Combine filling ingredients
- Stir in 1 cup cauliflower rice and 1 can diced tomatoes (drained slightly if very watery) to the browned meat. Mix thoroughly so the cauliflower rice absorbs juices and flavors. Taste and adjust seasoning — add more salt or pepper if needed. If you like a touch of heat, a pinch of red pepper flakes works well.
Stuff the peppers
- Spoon the meat-and-cauliflower mixture into each hollowed bell pepper, packing gently but not overfilling. There should be a little space at the top to allow steam and prevent overflow. Optionally place the reserved pepper tops on each stuffed pepper for presentation.
Load the crockpot
- Place the stuffed peppers upright in the crockpot, arranging them snugly but not crushed. If your crockpot is large, you can use a small trivet or crumpled foil to keep them stable. Cover the crockpot with the lid.
Slow-cook low and slow
- Cook on LOW for 6–8 hours or until the peppers are tender and the filling is hot and melded. If you’re in a hurry, cook on HIGH for 3–4 hours, but cooking low gives the best texture and melded flavors. Internal temperature of the filling should reach 165°F (74°C) if using turkey.

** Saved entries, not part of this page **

PR #925, opened 2026-06-08
feat(python/sedonadb): add DataFrame.cross_join

jiayuasu:
Small follow-up to #908. Completes the join surface from #791.

## API

```python
df.cross_join(other)
```

- Returns the Cartesian product of `self` and `other`.
- Result row count is `len(self) * len(other)`.
- Both sides' columns are kept verbatim — matches PySpark's `crossJoin` shape. Disambiguate via `df.alias(...)` if column names collide.
- No `on=` / `how=` — those would be `join(...)`.

## Implementation

DataFusion's `DataFrame` doesn't expose a direct `cross_join` method (52.5); the builder lives on `LogicalPlanBuilder`. The Rust binding uses `DataFrame::into_parts` to split off the `SessionState`, runs `LogicalPlanBuilder::cross_join`, and reassembles with `DataFrame::new`.

| File | Change |
|---|---|
| `python/sedonadb/src/dataframe.rs` | New `InternalDataFrame::cross_join(right)`. Plan-builder path; no per-row work. |
| `python/sedonadb/python/sedonadb/dataframe.py` | New `DataFrame.cross_join(other)`. Validates `other` is a DataFrame; otherwise raises `TypeError`. |

## Test plan

7 tests in `tests/expr/test_dataframe_cross_join.py`:

- **Positive**: 2×2; multi-column on both sides; 1×N; empty×N (zero rows); aliased sides sharing a key name (row-count check, since `to_pandas` collapses qualifiers on duplicate names).
- **Error**: non-DataFrame `other` → `TypeError`.

Output assertions use exact `pd.testing.assert_frame_equal` after sorting where row order isn't unique.

Local: 7 unit + 25 doctests + `ruff check` + `cargo fmt --check` all clean. Re-ran the 21 join tests from #908 — no regressions.

### DIFF
--- a/python/sedonadb/python/sedonadb/dataframe.py
+++ b/python/sedonadb/python/sedonadb/dataframe.py
@@ -796,6 +796,44 @@ class DataFrame:
 
         return DataFrame(self._ctx, joined_impl.select(projection))
 
+    def cross_join(self, other: "DataFrame") -> "DataFrame":
+        """Cartesian product of two DataFrames.
+
+        Returns a DataFrame containing every pair of rows from `self`
+        and `other`; the row count is the product of the two input
+        row counts. Both sides' columns are kept verbatim —
+        disambiguate with `df.alias(...)` on either side if column
+        names collide.
+
+        Args:
+            other: The right-hand DataFrame.
+
+        Examples:
+
+            >>> sd = sedona.db.connect()
+            >>> left = sd.sql("SELECT * FROM (VALUES (1), (2)) AS t(x)")
+            >>> right = sd.sql("SELECT * FROM (VALUES ('a'), ('b')) AS t(y)")
+            >>> left.cross_join(right).sort("x", "y").show()
+            ┌───────┬──────┐
+            │   x   ┆   y  │
+            │ int64 ┆ utf8 │
+            ╞═══════╪══════╡
+            │     1 ┆ a    │
+            ├╌╌╌╌╌╌╌┼╌╌╌╌╌╌┤
+            │     1 ┆ b    │
+            ├╌╌╌╌╌╌╌┼╌╌╌╌╌╌┤
+            │     2 ┆ a    │
+            ├╌╌╌╌╌╌╌┼╌╌╌╌╌╌┤
+            │     2 ┆ b    │
+            └───────┴──────┘
+        """
+        if not isinstance(other, DataFrame):
+            raise TypeError(
+                f"cross_join() expects a DataFrame as the first argument, "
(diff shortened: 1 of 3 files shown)


python/sedonadb/python/sedonadb/dataframe.py
```diff
@@ -796,6 +796,43 @@ def join(
 
         return DataFrame(self._ctx, joined_impl.select(projection))
 
+    def cross_join(self, other: "DataFrame") -> "DataFrame":
+        """Cartesian product of two DataFrames.
+
+        Returns a DataFrame containing every pair of rows from `self`
+        and `other`. The result row count is `len(self) * len(other)`.
+        Both sides' columns are kept verbatim — disambiguate with
+        `df.alias(...)` on either side if column names collide.
```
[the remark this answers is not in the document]
jiayuasu: Good catch — fixed in d748394. The docstring now reads:

> Returns a DataFrame containing every pair of rows from `self` and `other`; the row count is the product of the two input row counts.

No `len(...)` reference, so no misleading suggestion of an API that would actually raise on a lazy frame.

python/sedonadb/tests/expr/test_dataframe_cross_join.py
```diff
@@ -0,0 +1,89 @@
...
+    left = con.create_data_frame(pd.DataFrame({"k": [1, 2]})).alias("l")
+    right = con.create_data_frame(pd.DataFrame({"k": [10, 20, 30]})).alias("r")
+    out = left.cross_join(right)
+    assert out.count() == 6
+
+
+def test_cross_join_returns_lazy_dataframe(con):
+    left = con.create_data_frame(pd.DataFrame({"x": [1]}))
+    right = con.create_data_frame(pd.DataFrame({"y": [1]}))
+    assert isinstance(left.cross_join(right), DataFrame)
```
paleolimbot: Unless there's bindings surface you're testing with these, probably just the two tests will do. They can live in the other join file I think since there's only two.

```suggestion
```

paleolimbot (approved):
Thank you!

python/sedonadb/tests/expr/test_dataframe_cross_join.py
jiayuasu: Done in 0e0e5e9 — trimmed to the two tests (`test_cross_join_basic`, `test_cross_join_non_dataframe_other_raises`) and folded them into `test_dataframe_join.py`. Deleted the dedicated `test_dataframe_cross_join.py` file.

PR #927, opened 2026-06-08
refactor(rust/sedona-raster,rust/sedona-schema): source_shape i64 end-to-end (in-memory + Arrow column)

james-willis:
Converts the raster band `source_shape` / visible-shape surface from `u64` to `i64` — both the in-memory representation and the Arrow `source_shape` column (`List<UInt64>` → `List<Int64>`).

### Why

The view/stride machinery (`ViewEntry`, byte strides) is already `i64` (signed, for negative-step / reverse views). Keeping `source_shape` as `u64` forces mixed signed/unsigned arithmetic at every shape↔stride boundary; making the shape `i64` end-to-end removes those casts and lets view composition use uniform signed math.

This is an **Arrow schema change** to the raster type (`source_shape` column element type `UInt64` → `Int64`), landed before the format stabilizes so we don't ship `u64` and break it later.

### DIFF
--- a/rust/sedona-raster-functions/src/rs_ensure_loaded.rs
+++ b/rust/sedona-raster-functions/src/rs_ensure_loaded.rs
@@ -133,14 +133,14 @@ fn lookup_loader(
 /// axis maps to the same source axis, full extent, unit step). An empty view
 /// is treated as identity. Used to detect whether a loader returned an
 /// already-resolved (identity) layout we can build directly.
-fn view_is_identity(view: &[ViewEntry], source_shape: &[u64]) -> bool {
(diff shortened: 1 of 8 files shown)


james-willis:
@paleolimbot What do you think of changing `RasterRef::width()/height() -> Result<u64>` to return signed ?

paleolimbot (approved):
There's also an issue sending u64 Arrow arrays to the JVM but I forget the details. Thank you!

james-willis:
> > What do you think of changing RasterRef::width()/height() -> Result to return signed ?
> 
> I think that is a good idea. There may be some UDFs that return u64s that should probably return i64s as well.

https://github.com/apache/sedona-db/pull/932

PR #928, opened 2026-06-09
feat(rust/sedona-raster-gdal): pass N-D rasters through the GDAL bridge via plane stacking

james-willis:
This allows us to use band stacking to perform warp/resample/reproject operations in GDAL on ND Arrays. 

I don't think this would work well for operations that change the dimensionality of non-xy dims but I'm also thinking we will do those natively rather than rely on GDAL to give us better control over memory allocation.

<details>

GDAL is 2-D-planar — a dataset is a flat stack of 2-D bands — so an N-D raster band (e.g. `[time, y, x]`) can't be handed to GDAL directly. This makes the GDAL bridge N-D-capable by **band stacking**: flatten each band's non-spatial axes into consecutive GDAL bands on the way in, and regroup them back into N-D bands on the way out.

### What changed

- **`raster_ref_to_gdal_mem`** — replaced the hard 2-D reject with "the trailing two dims must be a spatial `(y, x)` pair", and emits **one GDAL band per non-spatial plane** (band-major, then plane-major / C-order). Because the spatial axes are innermost, every plane is a contiguous sub-range of the band buffer, so the existing **zero-copy DATAPOINTER** still holds per plane (no copy). A plain 2-D band is just the single-plane case. The per-band nodata is expanded across that band's planes.
- **`GdalBandLayout` / `GdalBandPlan` + `GdalBandLayout::from_raster`** — the out-of-band record of the N-D structure GDAL is oblivious to (`dim_names`, `nonspatial_shape`, `plane_count`, type, nodata). It's derived from the *input* raster and is invariant under spatial-only ops (warp/reproject/resample), which preserve band count/order and change only the x/y extent.
- **`gdal_dataset_to_nd_raster` / `append_nd_from_dataset`** — the inverse: regroup a GDAL dataset's flat band list back into N-D bands, consuming `plane_count` consecutive bands per source band. The **spatial extent comes from the output dataset** (so warp/resample can change y/x); the **non-spatial structure comes from the layout**.

### Notes

- **Storage:** InDb bands only (OutDb still rejected). The bridge is the input/output primitive; no consuming op (warp/etc.) is wired up here — that's a follow-up. The round-trip (`raster → stacked MEM dataset → regrouped raster`) is the testable unit.
- A defensive guard rejects a band whose spatial extent doesn't match the raster grid, so the public `unsafe` bridge can't silently mis-stack a directly-constructed `RasterRef`.
- **Out of scope:** the mixed InDb/OutDb VRT path (`gdal_dataset_provider`, currently dead code) keeps its 2-D gate; and ops that change non-spatial dimensionality (per the description above) are intended to be native, not GDAL.

### Tests

Round-trip byte/shape/name identity for: a single N-D band; a mixed 2-D + N-D raster with heterogeneous plane counts and per-plane nodata; multiple non-spatial dims (C-order flatten); plus rejection when the spatial pair isn't the trailing two dims.

</details>

### DIFF
--- a/rust/sedona-raster-gdal/src/gdal_common.rs
+++ b/rust/sedona-raster-gdal/src/gdal_common.rs
@@ -235,9 +235,24 @@ pub unsafe fn raster_ref_to_gdal_mem<R: RasterRef + ?Sized>(
             );
         }
 
+        // The plane's 2-D extent must equal the MEM dataset's (and the raster's
+        // spatial grid); otherwise the per-plane byte slicing below would
+        // disagree with the GDAL band size and silently mis-stack the planes.
+        // `finish_raster` already enforces this for builder-made rasters, but
+        // re-check so the public bridge stays sound for any `RasterRef`.
+        let shape = band.shape();
+        if shape[ndim - 2] as usize != height || shape[ndim - 1] as usize != width {
+            return exec_err!(
+                "band spatial extent {}x{} does not match the raster grid \
+                 {width}x{height} (dim_names={dims:?})",
+                shape[ndim - 1],
+                shape[ndim - 2]
+            );
+        }
+
         if band.metadata().storage_type()? != StorageType::InDb {
             return Err(DataFusionError::NotImplemented(
-                "OutDb bands are not supported in raster_to_mem_dataset".to_string(),
+                "OutDb bands are not supported by raster_ref_to_gdal_mem".to_string(),
             ));
         }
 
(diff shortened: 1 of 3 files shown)


paleolimbot (approved):
Thank you! This seems reasonable and a useful way to squeeze our ND idioms into GDAL's 2D idioms.

At some point we should invest in some testing infrastructure (Python and Rust) to make the tests a bit more obvious. I think these tests look good but I also am not sure I'd be able to tell if they weren't.

PR #929, opened 2026-06-09
fix(rust/sedona-raster): classify 0-element bands as InDb; make is_indb required

james-willis:
This was an outstanding issue where a band of 0 bytes could never return true from is_indb. Probably not a common case but I wanted to make sure it works in the cases where it arises instead of failing the whole pipeline for one row.

<details>

The InDb/OutDb discriminator was `!data.is_empty()`. That conflated two different 0-byte cases:
- an **InDb** band with an empty visible region (e.g. a `time = 0` dim) — genuinely 0 bytes, but in-database, and
- an **OutDb** band — 0 bytes because the pixels live elsewhere.

So a legitimately-empty InDb band was misclassified as OutDb (and `nd_buffer()`/`as_contiguous()` would error on it), failing a whole pipeline over one such row.

### Fix

A `data` column is empty for an InDb band **only** when the band has zero visible pixels, and `Π(shape) == 0` detects exactly that — so the discriminator becomes total without any schema change:

```rust
fn is_indb(&self) -> bool {
    self.shape().iter().product::<u64>() == 0       // 0-element band → nothing to load → InDb
        || !self.data_array.value(self.band_row).is_empty()
}
```

- `Π(shape) == 0` → InDb (a 0-element band holds 0 bytes legitimately; there's nothing to fetch).
- `Π(shape) > 0` + empty data → OutDb; + non-empty data → InDb.

Uses the **visible** `shape()` rather than the raw source shape on purpose: `is_indb` answers "can reads be satisfied from RAM without a loader?", and an empty visible region needs no load. (Moot today — identity views mean visible == source — but it's the cleaner semantics and avoids a pointless fetch for a future sliced-to-empty OutDb band.)

### Also

Made `is_indb` a **required** trait method, dropping the old `nd_buffer`-based default. That default was a recursion footgun (`nd_buffer()` itself depends on `is_indb()`) that every real impl had to override anyway; a band's storage location is a primitive each impl answers directly.

### Not a schema change

This resolves the ambiguity locally — no `data`-column nullability flip and no on-disk format change (which the original issue had proposed). Test: a 0-element InDb band now classifies as InDb and its `storage_type` follows.

</details>

### DIFF
--- a/rust/sedona-raster/src/array.rs
+++ b/rust/sedona-raster/src/array.rs
@@ -108,7 +108,11 @@ impl<'a> BandRef for BandRefImpl<'a> {
     }
 
     fn is_indb(&self) -> bool {
-        !self.data_array.value(self.band_row).is_empty()
+        // A 0-element visible region (any visible dim is 0) holds no readable
+        // bytes — trivially fully in-RAM — so it's InDb, not the OutDb
+        // empty-`data` sentinel. Otherwise the discriminator is buffer presence.
+        self.shape().iter().product::<u64>() == 0
+            || !self.data_array.value(self.band_row).is_empty()
     }
 
     fn nd_buffer(&self) -> Result<NdBuffer<'_>, ArrowError> {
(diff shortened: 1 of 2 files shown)


paleolimbot (approved):
Thank you!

Finish with cheese (optional)
- If desired, sprinkle 1 cup shredded cheese over the tops of the peppers during the last 5–10 minutes of cooking and replace the lid until the cheese is melted. For a golden top, you can briefly transfer the peppers to a baking sheet and broil them for 1–2 minutes — watch closely to avoid burning.
Serving and plating tip: Let the peppers rest for 5–10 minutes before serving so the filling firms slightly and is easier to plate. Garnish with fresh chopped parsley, basil, or a spoonful of low-carb salsa for brightness.

Storage Tips for Low Carb Crockpot Stuffed Peppers
- Refrigerator: Store covered in an airtight container for 3–4 days at 40°F (4°C).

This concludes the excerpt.